Your answer should consist of each line below that includes the word "really".

BEGIN WORKING DATA

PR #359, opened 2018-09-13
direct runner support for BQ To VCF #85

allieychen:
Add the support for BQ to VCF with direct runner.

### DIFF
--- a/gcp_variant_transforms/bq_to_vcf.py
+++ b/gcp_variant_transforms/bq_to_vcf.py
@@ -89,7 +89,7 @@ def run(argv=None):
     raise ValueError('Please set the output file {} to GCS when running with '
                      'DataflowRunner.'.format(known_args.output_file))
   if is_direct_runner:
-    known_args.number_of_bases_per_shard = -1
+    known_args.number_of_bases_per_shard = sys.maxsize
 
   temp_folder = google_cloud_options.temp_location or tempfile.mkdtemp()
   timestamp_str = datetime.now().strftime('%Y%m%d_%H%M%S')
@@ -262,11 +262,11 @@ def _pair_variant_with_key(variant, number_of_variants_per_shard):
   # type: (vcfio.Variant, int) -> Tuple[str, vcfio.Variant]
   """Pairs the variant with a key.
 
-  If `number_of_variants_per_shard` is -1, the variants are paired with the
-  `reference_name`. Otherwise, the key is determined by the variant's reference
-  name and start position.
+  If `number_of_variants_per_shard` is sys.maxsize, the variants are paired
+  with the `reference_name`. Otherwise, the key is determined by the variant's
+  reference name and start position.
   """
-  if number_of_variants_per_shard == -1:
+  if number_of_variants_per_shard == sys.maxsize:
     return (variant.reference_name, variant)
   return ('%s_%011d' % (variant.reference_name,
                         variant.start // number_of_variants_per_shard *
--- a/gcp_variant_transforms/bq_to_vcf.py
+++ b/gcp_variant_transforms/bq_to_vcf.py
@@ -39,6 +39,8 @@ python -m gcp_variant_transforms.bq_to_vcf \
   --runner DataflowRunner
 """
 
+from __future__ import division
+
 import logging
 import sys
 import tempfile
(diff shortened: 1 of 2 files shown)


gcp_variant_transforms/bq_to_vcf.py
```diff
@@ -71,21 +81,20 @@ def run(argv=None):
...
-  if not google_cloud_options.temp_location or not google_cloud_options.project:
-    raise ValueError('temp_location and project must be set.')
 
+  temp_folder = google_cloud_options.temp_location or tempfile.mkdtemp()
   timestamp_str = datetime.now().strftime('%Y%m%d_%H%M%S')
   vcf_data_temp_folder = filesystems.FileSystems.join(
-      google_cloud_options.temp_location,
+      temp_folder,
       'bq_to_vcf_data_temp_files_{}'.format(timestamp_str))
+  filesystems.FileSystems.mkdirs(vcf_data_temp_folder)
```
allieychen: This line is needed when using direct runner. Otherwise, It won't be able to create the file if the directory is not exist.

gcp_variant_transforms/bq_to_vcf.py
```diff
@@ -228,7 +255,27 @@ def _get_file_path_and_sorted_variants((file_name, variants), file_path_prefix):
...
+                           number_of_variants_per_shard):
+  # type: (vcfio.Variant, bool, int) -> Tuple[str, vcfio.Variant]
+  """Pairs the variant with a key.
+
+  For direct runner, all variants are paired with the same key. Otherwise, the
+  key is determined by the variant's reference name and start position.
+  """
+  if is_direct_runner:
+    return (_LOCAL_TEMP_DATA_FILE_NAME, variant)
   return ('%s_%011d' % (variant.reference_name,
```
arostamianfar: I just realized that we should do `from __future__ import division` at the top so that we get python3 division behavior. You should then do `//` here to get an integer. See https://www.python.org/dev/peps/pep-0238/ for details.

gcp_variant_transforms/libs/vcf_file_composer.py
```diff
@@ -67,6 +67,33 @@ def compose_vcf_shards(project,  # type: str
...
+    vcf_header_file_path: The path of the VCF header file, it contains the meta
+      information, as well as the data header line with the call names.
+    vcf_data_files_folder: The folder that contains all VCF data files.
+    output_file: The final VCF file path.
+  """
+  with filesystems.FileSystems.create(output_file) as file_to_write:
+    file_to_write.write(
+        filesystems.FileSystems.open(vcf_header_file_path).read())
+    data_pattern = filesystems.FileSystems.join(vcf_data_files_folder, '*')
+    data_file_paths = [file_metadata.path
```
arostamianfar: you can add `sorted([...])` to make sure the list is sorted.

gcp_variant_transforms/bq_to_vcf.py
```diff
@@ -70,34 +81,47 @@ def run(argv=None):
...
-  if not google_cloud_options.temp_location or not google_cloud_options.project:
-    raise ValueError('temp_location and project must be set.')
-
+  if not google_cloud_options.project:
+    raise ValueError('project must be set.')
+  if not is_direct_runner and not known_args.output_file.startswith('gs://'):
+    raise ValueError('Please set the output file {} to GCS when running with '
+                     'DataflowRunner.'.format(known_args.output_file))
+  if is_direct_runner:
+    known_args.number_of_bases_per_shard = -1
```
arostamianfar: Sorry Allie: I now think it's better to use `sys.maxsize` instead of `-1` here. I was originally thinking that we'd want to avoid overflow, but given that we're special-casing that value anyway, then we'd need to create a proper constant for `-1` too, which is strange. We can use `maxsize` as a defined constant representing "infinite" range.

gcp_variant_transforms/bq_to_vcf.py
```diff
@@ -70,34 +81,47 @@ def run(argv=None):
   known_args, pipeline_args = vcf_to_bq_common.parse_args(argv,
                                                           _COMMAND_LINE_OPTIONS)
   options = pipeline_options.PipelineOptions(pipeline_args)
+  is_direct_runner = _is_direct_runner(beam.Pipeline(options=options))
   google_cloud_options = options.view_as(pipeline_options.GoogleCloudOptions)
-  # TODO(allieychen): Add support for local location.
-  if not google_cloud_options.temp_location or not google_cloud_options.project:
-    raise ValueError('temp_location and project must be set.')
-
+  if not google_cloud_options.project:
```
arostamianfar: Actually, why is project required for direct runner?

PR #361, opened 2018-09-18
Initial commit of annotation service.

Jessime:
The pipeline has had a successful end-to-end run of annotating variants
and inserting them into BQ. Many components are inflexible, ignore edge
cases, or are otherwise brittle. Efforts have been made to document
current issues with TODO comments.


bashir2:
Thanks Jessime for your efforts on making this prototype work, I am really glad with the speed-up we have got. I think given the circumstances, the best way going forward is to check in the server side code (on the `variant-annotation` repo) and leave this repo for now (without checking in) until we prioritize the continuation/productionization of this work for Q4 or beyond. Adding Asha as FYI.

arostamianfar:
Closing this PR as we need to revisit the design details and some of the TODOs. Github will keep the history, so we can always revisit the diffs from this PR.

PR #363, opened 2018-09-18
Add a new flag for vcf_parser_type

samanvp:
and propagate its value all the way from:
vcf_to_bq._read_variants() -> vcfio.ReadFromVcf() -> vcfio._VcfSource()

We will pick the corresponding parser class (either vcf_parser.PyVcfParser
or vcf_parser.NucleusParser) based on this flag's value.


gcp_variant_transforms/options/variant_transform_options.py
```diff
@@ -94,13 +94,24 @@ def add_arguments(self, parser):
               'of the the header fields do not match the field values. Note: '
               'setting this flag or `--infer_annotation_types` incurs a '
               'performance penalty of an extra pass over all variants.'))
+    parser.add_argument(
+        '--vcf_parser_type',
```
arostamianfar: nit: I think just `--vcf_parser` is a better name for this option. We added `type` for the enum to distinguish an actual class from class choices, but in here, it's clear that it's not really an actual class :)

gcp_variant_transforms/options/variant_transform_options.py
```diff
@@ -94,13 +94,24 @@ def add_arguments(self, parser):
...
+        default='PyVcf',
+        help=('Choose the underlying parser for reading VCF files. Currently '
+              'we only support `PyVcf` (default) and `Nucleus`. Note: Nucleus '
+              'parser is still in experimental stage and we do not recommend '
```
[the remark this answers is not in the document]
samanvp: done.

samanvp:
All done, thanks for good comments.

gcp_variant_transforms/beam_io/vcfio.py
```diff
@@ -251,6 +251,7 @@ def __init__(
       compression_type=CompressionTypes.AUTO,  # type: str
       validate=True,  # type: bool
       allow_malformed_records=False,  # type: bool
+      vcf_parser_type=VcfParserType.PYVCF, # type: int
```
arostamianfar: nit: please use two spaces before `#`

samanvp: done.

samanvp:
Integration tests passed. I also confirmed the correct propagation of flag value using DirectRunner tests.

END WORKING DATA

ANSWER SECTION:
Thanks Jessime for your efforts on making this prototype work, I am really glad with the speed-up we have got. I think given the circumstances, the best way going forward is to check in the server side code (on the `variant-annotation` repo) and leave this repo for now (without checking in) until we prioritize the continuation/productionization of this work for Q4 or beyond. Adding Asha as FYI.
arostamianfar: nit: I think just `--vcf_parser` is a better name for this option. We added `type` for the enum to distinguish an actual class from class choices, but in here, it's clear that it's not really an actual class :)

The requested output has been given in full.